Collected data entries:
+--
PR #42, opened 2019-08-20
fix: loosen copyright regex

bcoe:
allow `// Copyright`, allow `Google LLC.`, this addresses a bunch of alerts I've seen.

### DIFF
--- a/packages/header-checker-lint/src/header-checker-lint.ts
+++ b/packages/header-checker-lint/src/header-checker-lint.ts
@@ -114,7 +114,7 @@ class Configuration {
   }
 }
 
-const COPYRIGHT_REGEX = new RegExp('\\s*[\\*#]\\s*Copyright (\\d{4}) (.*)$');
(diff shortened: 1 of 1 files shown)


packages/header-checker-lint/src/header-checker-lint.ts
```diff
@@ -114,7 +114,7 @@ class Configuration {
   }
 }
 
-const COPYRIGHT_REGEX = new RegExp('\\s*[\\*#]\\s*Copyright (\\d{4}) (.*)$');
+const COPYRIGHT_REGEX = /\s*[*#/]\/? \s*Copyright (\d{4}) ([\w\s]+).?$/
```
chingor13: The last dot should probably be escaped and perhaps the `[*#/]\/?` should become `(\*|#|\/\/)`.

We should probably add some helper unit tests for the license detection so we don't need to create a bunch of fixtures for testing header values.

bcoe: i was thinking the same thing, figured I'd forgo for this one patch, but it would be nice to be able to write unit tests for specific headers.

PR #47, opened 2019-08-23
fix: blunderbuss ignores missing configs

kurtisvg:


packages/blunderbuss/test/blunderbuss.ts
```diff
@@ -271,7 +271,11 @@ describe('Blunderbuss', () => {
         .get('/repos/testOwner/testRepo/contents/.github/blunderbuss.yml')
         .reply(200, { content: config });
 
-      await probot.receive({ name: 'issues.labeled', payload, id: 'abc123' });
+      await probot.receive({
```
bcoe: I might be tempted to add a unit tests that returns a 404 rather than 200 for fetching the content of a config file, I think this would allow us to confirm that missing config behaves as expected.

kurtisvg: This was how I originally had the tests set up, but it wasn't working. I spent a little more time on it, and it looks like ocotkit's `repos.getContents()` makes a second attempt at a different endpoint (for some reason).

I ended up just adding a second stub and the tests work correctly now.

PR #76, opened 2019-09-17
fix(build): add subcommand to get proxyurl

orthros:


orthros:
@chingor13 I believe this will fix the build

Issue #87, opened 2019-09-19
feat: Switch cloudbuild to use sh files and add tests.


orthros:
Our `cloudbuild.yaml` uses a lot of complex bash. Let's pull the bash steps out into various scripts that can be tested and verified.

- [x] pull cloudbuild steps into scripts
- [ ] test the scripts

JustinBeckwith:
I believe this is done now :)

PR #88, opened 2019-09-19
feat(build): split build steps into scripts/

orthros:
Makes build scripts more testable with `shellcheck`

### DIFF
--- a/cloudbuild.yaml
+++ b/cloudbuild.yaml
@@ -35,57 +35,18 @@ steps:
       - "-c"
       - |
         # Deploy a new version
-        gcloud beta run deploy \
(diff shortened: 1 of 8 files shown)


orthros:
Fixes #87

bcoe:
If we can get tests passing 👍 looks like a great refactor to me.

orthros:
I'll try re-merging from master. Strange that they are all failing; I did not change any of the js files :thinking:

orthros:
Strangely enough this is a problem with master. I'll investigate

orthros:
This will be fixed when #89 is merged

PR #89, opened 2019-09-19
fix: pinned dependency to octokit/rest to 16.28.3

orthros:
This fixes problems introduced with the type system in latest releases
of octokit


orthros:
summoning @bcoe

orthros:
🎉

PR #670, opened 2020-07-09
feat(gcf-utils): Log bot execution trigger information from gcf-utils

azizsonawalla:
Log incoming trigger information for bots

Fixes https://github.com/googleapis/repo-automation-bots/issues/675


packages/gcf-utils/src/gcf-utils.ts
```diff
@@ -146,35 +167,88 @@ export class GCFBootstrapper {
     return config as Options;
   }
 
+  parseRequestHeaders(
```
azizsonawalla, line 170: This logic already existed before - I just pulled it out into a separate function

packages/gcf-utils/src/gcf-utils.ts
```diff
@@ -146,35 +167,88 @@ export class GCFBootstrapper {
...
+      request.get('X-GitHub-Delivery') ||
+      '';
+    const taskId =
+      request.get('X-CloudTasks-TaskName') ||
+      request.get('x-cloudtasks-taskname') ||
+      '';
+    return {name, id, signature, taskId};
+  }
+
+  parseTriggerType(name: string, taskId: string): TriggerType {
```
azizsonawalla, line 192: Again, existing logic that I just pulled into a separate function and added `TriggerType`s

packages/gcf-utils/src/gcf-utils.ts
```diff
@@ -101,6 +115,13 @@ export interface CronPayload {
   cron_org: string;
 }
 
+export enum TriggerType {
```
azizsonawalla, line 118: I'm only exporting this for testing purposes. I could not export it and then use either `rewire` or just strings to replicate these values but that seems more fragile. Is this acceptable the way it is? Any other ideas?

packages/gcf-utils/src/gcf-utils.ts
```diff
@@ -146,35 +167,88 @@ export class GCFBootstrapper {
...
+    } else if (name) {
+      return TriggerType.TASK;
+    }
+    return TriggerType.UNKNOWN;
+  }
+
+  buildTriggerInfo(
+    triggerType: TriggerType,
+    // eslint-disable-next-line @typescript-eslint/no-explicit-any
+    requestBody: {[key: string]: any}
```
azizsonawalla, line 209: Need to have `any` here because the content of the payload depends on GitHub so can't really type-check it

packages/gcf-utils/src/gcf-utils.ts
```diff
@@ -146,35 +167,88 @@ export class GCFBootstrapper {
...
     appFn: ApplicationFunction
   ): (request: express.Request, response: express.Response) => Promise<void> {
     return async (request: express.Request, response: express.Response) => {
       // Otherwise let's listen handle the payload
       this.probot = this.probot || (await this.loadProbot(appFn));
+      const {name, id, signature, taskId} = this.parseRequestHeaders(request);
+      const triggerType: TriggerType = this.parseTriggerType(name, taskId);
+
+      if (triggerType !== TriggerType.TASK) {
+        // we don't want to log TASK triggers since we enqueue the task ourselves
```
chingor13, line 247: I *think* tasks can be requeued on failure, so we might want to see trigger info on the task types?

Without logging the task executions, it still won't be easy to easily find the real logs we are looking for.

packages/gcf-utils/src/gcf-utils.ts
```diff
@@ -146,35 +167,88 @@ export class GCFBootstrapper {
...
+      return TriggerType.TASK;
+    }
+    return TriggerType.UNKNOWN;
+  }
+
+  buildTriggerInfo(
+    triggerType: TriggerType,
+    // eslint-disable-next-line @typescript-eslint/no-explicit-any
+    requestBody: {[key: string]: any}
+  ) {
```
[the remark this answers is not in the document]
azizsonawalla: Yep, I'll add that

packages/gcf-utils/src/gcf-utils.ts
azizsonawalla: Ideally when we enqueue a task after getting the webhook from Github, we would also pass on the execution id of the function that received the webhook so we could have a mapping between them. But yeah, your point makes sense. For now I'll just log all triggers as-is.

azizsonawalla: Looks like it's not possible to access the `execution_id` from the function itself: https://groups.google.com/g/firebase-talk/c/5x4MtKxSdNQ

chingor13: Can we associate the events via the [GitHub delivery GUID](https://developer.github.com/webhooks/event-payloads/#delivery-headers)?

azizsonawalla: Yeah I was going to say we can create our own GUID but this works too

packages/gcf-utils/src/gcf-utils.ts
```diff
@@ -64,6 +64,7 @@ export interface GCFLogger {
   warn: LogFn;
   error: LogFn;
   metric: LogFn;
+  flushSync: Function;
```
chingor13, line 67: Can we explicitly declare the param signature here?

packages/gcf-utils/src/gcf-utils.ts
```diff
@@ -146,35 +180,97 @@ export class GCFBootstrapper {
...
+    const id =
+      request.get('x-github-delivery') ||
+      request.get('X-GitHub-Delivery') ||
+      '';
+    // TODO: add test to validate this signature is used on the initial
+    // webhook from GitHub:
+    const signature =
+      request.get('x-github-delivery') ||
+      request.get('X-GitHub-Delivery') ||
+      '';
```
chingor13, line 197: Strange that these are both reading the same value, although it was in the previous version too.

packages/gcf-utils/src/gcf-utils.ts
```diff
@@ -146,35 +180,97 @@ export class GCFBootstrapper {
...
+      return TriggerType.SCHEDULER;
+    } else if (!taskId && name) {
+      return TriggerType.GITHUB;
+    } else if (name) {
+      return TriggerType.TASK;
+    }
+    return TriggerType.UNKNOWN;
+  }
+
+  buildTriggerInfo(
```
chingor13, line 219: This looks like new public interface - can we add jsdocs?

Also, this can probably be static, private, or live outside the class completely.

packages/gcf-utils/src/gcf-utils.ts
chingor13: This can probably be static, private, or live outside the class completely.

packages/gcf-utils/src/gcf-utils.ts
chingor13: This can probably be static, private, or live outside the class completely.

packages/gcf-utils/src/gcf-utils.ts
azizsonawalla: sure thing, I'll add that

packages/gcf-utils/src/gcf-utils.ts
azizsonawalla: Yeah I'm not sure if it was intentional or not, but I left it as-is

packages/gcf-utils/src/gcf-utils.ts
azizsonawalla: sure, I'll move it

packages/gcf-utils/src/gcf-utils.ts
azizsonawalla: I can move it to be outside the class/static. Also, this is public just for testing purposes. I can make it private and then access it in tests using JavaScript props. Either way, happy to add JSDocs

packages/gcf-utils/src/gcf-utils.ts
azizsonawalla: I've made them static + private but kept them in the class since they're only used within it

packages/gcf-utils/src/gcf-utils.ts
```diff
@@ -77,13 +78,26 @@ export function initLogger(
...
+  const logger = pino(defaultOptions, dest);
   Object.keys(logger).map(prop => {
     if (logger[prop] instanceof Function) {
       logger[prop] = logger[prop].bind(logger);
     }
   });
-  return {...logger, metric: logger.metric.bind(logger)};
+
+  const flushSync = () => {
+    if (dest instanceof SonicBoom) {
```
chingor13, line 91: Let's add a comment about why we only need to flush SonicBoom destinations.

azizsonawalla:
> This looks really solid, I like that you actually refactored and cleaned up some of the messy code in `gcf-utils` 👍

always leave it better than you found it :)

PR #671, opened 2020-07-09
fix(buildcop): add extra newline to prevent title formatting

tbpg:
See https://github.com/googleapis/google-cloud-go/issues/2571#issuecomment-656331671 for an example of the accidental title formatting.


tbpg:
I added the `cla: yes` label because the CLA bot is currently running behind and I am the only author (and I work at Google :smiley:).

PR #674, opened 2020-07-10
fix: page iterator in auto-label needs to iterate over issues also

sofisl:
Auto-label is erroring out because we need to iterate over issues in each page. Also, changed the logic so that auto-label checks if labels were _not_ added to each issue when it runs on a scheduler job, and will exit the loop if 5 issues in each repository did not have labels added to them, so that auto-label doesn't  waste checking all the labels for that repo.


packages/auto-label/src/auto-label.ts
```diff
@@ -125,30 +125,6 @@ handler.checkExistingIssueLabels = async function checkExistingIssueLabels(
...
-      console.log(`${owner}/${repo}#${issueNumber} already has an api: label`);
-      return undefined;
-    }
-    await handler.addLabels(github, owner, repo, issueNumber, [label]);
-    return label;
-  }
-  await handler.addLabels(github, owner, repo, issueNumber, [label]);
-  return label;
-};
-
```
sofisl, line 151: removed this logic because it essentially replicates what the main logic does: checks to see if the label already exists, and then either does or doesn't add it. I changed the logic below to incorporate the possibility of an auto-detected label. I also added a clean-up function, which will remove any tags that are not either the auto-detected one or assigned by the file.

packages/auto-label/src/auto-label.ts
```diff
@@ -236,9 +212,7 @@ handler.addLabeltoRepoAndIssue = async function addLabeltoRepoAndIssue(
     repo
   );
 
-  let autoDetectedLabelAdded: string | undefined;
-
-  let wasAdded = false;
+  let wasNotAdded = true;
```
JustinBeckwith, line 215: I generally avoid negatives in variable names, especially with booleans.  It's possible this is fine, just saying it makes things harder to read.

packages/auto-label/src/auto-label.ts
```diff
@@ -247,94 +221,78 @@ handler.addLabeltoRepoAndIssue = async function addLabeltoRepoAndIssue(
...
+  }
+  const colorNumber =
+    jsonArray?.findIndex((object: JSONData) => objectInJsonArray === object) %
+      colorsData.length || 0;
+
+  const githubLabel = objectInJsonArray?.github_label || autoDetectedLabel;
+
+  let alreadyExists;
+  if (githubLabel) {
+    alreadyExists = await handler.checkExistingLabels(
```
JustinBeckwith, line 240: If I'm reading this right, it looks like you make an API call to check if a given issue has a label, and if it doesn't, you add it.  Instead - why not just always try to add the label?  As long as it has the same text/title, the GitHub API (I think) should figure it out, and it would reduce the complexity and number of API calls.

packages/auto-label/src/auto-label.ts
```diff
@@ -247,94 +221,78 @@ handler.addLabeltoRepoAndIssue = async function addLabeltoRepoAndIssue(
...
+        console.log('This label already exists on this issue');
+        return;
+      } else {
+        await handler.addLabels(github, owner, repo, issueNumber, [
+          githubLabel,
+        ]);
+        wasNotAdded = false;
+      }
+      for (const dirtyLabel of cleanUpOtherLabels) {
+        await github.issues
```
JustinBeckwith, line 280: I really like this style of calling the API where you don't rely on wrapper functions.

packages/auto-label/src/auto-label.ts
sofisl: Yeah, I agree. However, it's ultimately what we want to count for, since we want to exit out of checking that individual repo if the label was not added x amount of times.

packages/auto-label/src/auto-label.ts
sofisl: good call!

PR #686, opened 2020-07-14
feat(gcf-util): add a plugin for Octokit to automatically log bot actions

azizsonawalla:
A plugin to hook into request cycle for outgoing GitHub API calls in order to log metrics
+--
**WHAT NEEDS TO BE DONE:**
The lines that mention the word "separate" should be pulled from the records above.

**RESPONSE TO THIS EXERCISE:**
azizsonawalla, line 170: This logic already existed before - I just pulled it out into a separate function
azizsonawalla, line 192: Again, existing logic that I just pulled into a separate function and added `TriggerType`s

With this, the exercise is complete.